Adult patient analysis

In the bivariate analysis, patients with EOS were on average seven years younger (p < 0.001), had three years longer DOI (p < 0.001) and 3 ½ months longer DUP (p = 0.009) compared to patients with AOS, assessed with t-tests (Table 1). Among both patients with EOS and AOS, women had smaller caudate than men (assessed with point-biserial correlations, rpb = -0.319, p = 0.003 and rpb = -0.326, p < 0.001 for EOS and AOS, respectively). In EOS only, medication use, rpb=0.322, p = 0.003, and CPZ, assessed with Spearman’s correlation, rs = 0.248, p = 0.033, were both positively correlated with caudate volume (Table 1 & Suppl. Figure 3).

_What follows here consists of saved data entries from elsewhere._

PR #11919, opened 2022-02-04
Fix issue with glTF skeletons

### LINKED ISSUE #11838: Add support for creating instances of skinned meshes from glTF when the skinned mesh has non-identity scale
See forum: https://forum.babylonjs.com/t/boundingvectors-of-instanced-glb-mesh-hierarchy/26069

I haven't looked at this deeply yet, but I believe the problem comes from the `overrideMesh` parameter on the `skin`. This was added for glTF to handle ignoring transforms for the skinned mesh as per spec, but it doesn't work with instancing.

bghgary:
Fixes #11838

- Change the glTF loader behavior to place the skinned mesh as a sibling of the skeleton root node without loading the transform. This replaces the overrideMesh behavior.
- Removes overrideMesh from the Skeleton class
- Clone the skeleton property when cloning a mesh
- Update bounding info with skin and morph applied for clone and new instance


src/Meshes/mesh.ts
```diff
@@ -2021,7 +2021,7 @@ export class Mesh extends AbstractMesh implements IGetSetVerticesData {
             if (batch.renderSelf[subMesh._id]) {
                 // Draw
                 if (onBeforeDraw) {
-                    onBeforeDraw(false, renderingMesh._effectiveMesh.getWorldMatrix(), effectiveMaterial, renderingMesh._effectiveMesh);
+                    onBeforeDraw(false, renderingMesh.getWorldMatrix(), effectiveMaterial);
```
bghgary, line 2024: I'm not confident this code is right. Can someone look over this and see if it makes sense? Also, what's a good way to test this code?

deltakosh (approved):

src/Lights/Shadows/shadowGenerator.ts
```diff
@@ -1220,10 +1220,10 @@ export class ShadowGenerator implements IShadowGenerator {
 
             // Draw
             renderingMesh._processRendering(effectiveMesh, subMesh, effect, material.fillMode, batch, hardwareInstancedRendering,
-                (isInstance, worldOverride, effectiveMaterial, effectiveMeshOverride) => {
-                    if (effectiveMeshOverride && effectiveMesh !== effectiveMeshOverride) {
-                        effectiveMeshOverride.getMeshUniformBuffer().bindToEffect(effect, "Mesh");
-                        effectiveMeshOverride.transferToEffect(worldOverride);
+                (isInstance, worldOverride) => {
+                    if (effectiveMesh !== renderingMesh) {
```
Popov72, line 1224: I think the condition should be `if (effectiveMesh !== renderingMesh && !isInstance) {` to be iso with the previous code.

Indeed, in the case where hardware instance rendering is not supported, `Mesh._processRendering` was calling the callback with `isInstance==true` and `effectiveMeshOverride==undefined` with the old code. In that case, we executed the `else` branch, so we should also do it with the new code.

Also, I think there's a bug in the old code, I think `effectiveMesh.transferToEffect(world);` should be `effectiveMesh.transferToEffect(isInstance ? worldOverride : world);` so that we use the world matrix passed to the function (which is the world matrix of the instance) when hardware instance rendering is not supported...

The relevant bit of code from `_processRendering` is:
```typescript
var world = instance.getWorldMatrix();
if (onBeforeDraw) {
    onBeforeDraw(true, world, effectiveMaterial);
}
```

src/Meshes/instancedMesh.ts
```diff
@@ -70,7 +70,7 @@ export class InstancedMesh extends AbstractMesh {
 
         this.setPivotMatrix(source.getPivotMatrix());
 
-        this.refreshBoundingInfo();
+        this.refreshBoundingInfo(true, true);
```
Popov72, line 73: This one is a breaking change but I don't know if it should be noted in the what's new file...

src/Meshes/mesh.ts
```diff
@@ -1332,7 +1332,7 @@ export class Mesh extends AbstractMesh implements IGetSetVerticesData {
      * @param applyMorph  defines whether to apply the morph target before computing the bounding info
      * @returns the current mesh
      */
-    public refreshBoundingInfo(applySkeleton: boolean = false, applyMorph: boolean = true): Mesh {
+    public refreshBoundingInfo(applySkeleton: boolean = false, applyMorph: boolean = false): Mesh {
```
Popov72, line 1335: Also a breaking change for `applyMorph`, but probably more a bug as I don't see why it was `true` by default previously...

src/Meshes/mesh.ts
Popov72: This code path is the normal code path when rendering a mesh without instances, so it can be tested with the default playground. Now, I'm not sure if it is `renderingMesh` that should be used to get the world matrix...

Popov72 (commented):
Nice PR, it simplifies a bit the code and make a same skeleton usable by multiple meshes!

loaders/src/glTF/2.0/glTFLoader.ts
```diff
@@ -204,15 +213,15 @@ export class GLTFLoader implements IGLTFLoader {
 
         this._completePromises.length = 0;
 
-        for (const name in this._extensions) {
-            const extension = this._extensions[name];
-            extension.dispose && extension.dispose();
-            delete this._extensions[name];
-        }
+        this._extensions.forEach((extension) => extension && extension.dispose());
+        this._extensions.length = 0;
```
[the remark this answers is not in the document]
bghgary: Oops, that's a mistake.

src/Meshes/mesh.ts
deltakosh: renderingMesh._effectiveMesh will return renderingMesh so I guess we are fine

src/Meshes/instancedMesh.ts
deltakosh: We considered it a bug fix :) The bb were wrong before

src/Meshes/mesh.ts
deltakosh: Yep same

loaders/src/glTF/2.0/glTFLoader.ts
```diff
@@ -204,15 +213,15 @@ export class GLTFLoader implements IGLTFLoader {
...
 
-        (this._gltf as any) = null;
-        (this._babylonScene as any) = null;
+        (this._gltf as Nullable<IGLTF>) = null; // TODO
```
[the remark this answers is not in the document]
bghgary: Yes, fixing this will require touch a lot of lines to put `!` in many places since it is guaranteed to not be null in many places.

src/Lights/Shadows/shadowGenerator.ts
bghgary: I'll trust your judgement on this. I have no idea what this code is supposed to do. I believe what I did is identical to what it did before. There were no checks for `isInstance` before.

src/Meshes/instancedMesh.ts
bghgary: I'll add it to what's new. I will also note that skeletons are now being set when cloned.

src/Meshes/mesh.ts
bghgary: I believe this was added in 5.0 so should be okay.

src/Lights/Shadows/shadowGenerator.ts
bghgary: That said, I would prefer to do this change in a separate PR.

Popov72: The new check on `!isInstance` is to replace the old `effectiveMeshOverride` check. Previously we had:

In the ANCOVA of diagnostic status (EOS/AOS) on caudate module (model 1; Fig. 1 & Suppl. Table 1), there was a statistically significant main effect of EOS/AOS, F(1,322) = 7.200, p = 0.008, η2 = 0.022. In the main ANCOVA (model 2; Fig. 1; Table 2), there was a significant EOS/AOS-by-antipsychotic medication interaction (p = 0.004) on caudate: among patients with EOS, there was a statistically significant effect of antipsychotic medication use on caudate, F(1,320) = 13.019, p < 0.001, η2 = 0.039, whereas among patients with AOS, there was no such effect, F(1,320) = 0.202, p = 0.654, η2 = 0.001. Specifically, adjusted mean caudate volumes in medicated patients with EOS were significantly larger than in non-medicated patients with EOS, a difference of 967 mm3 (95% CI, 440 to 1494), whereas adjusted mean caudate volumes in medicated and non-medicated patients with AOS did not differ (Fig. 1; Table 2). Conversely, among medicated patients, there was a statistically significant effect of EOS/AOS status on caudate volume, F(1,320) = 11.882, p < 0.001, η2 = 0.036, whereas among unmedicated patients, there was no such effect, F(1,320) = 3.185, p = 0.075, η2 = 0.010. Specifically, among medicated patients, adjusted mean caudate volume was significantly larger in EOS than in AOS, a difference of 366 mm3 (95% CI, 157 to 575), whereas among unmedicated patients, EOS and AOS patients did not significantly differ (Fig. 1; Table 2). Inserting DOI and DUP into the model (model 3; Suppl. Table 2), there was still a significant EOS/AOS-by-antipsychotic medication interaction (p = 0.008). Finally, EOS exhibited a significantly higher frequency of lifetime cannabis use compared to AOS (Suppl. Table 5). When the cannabis use variable was included in model 3, the interaction term remained significant (p = 0.012).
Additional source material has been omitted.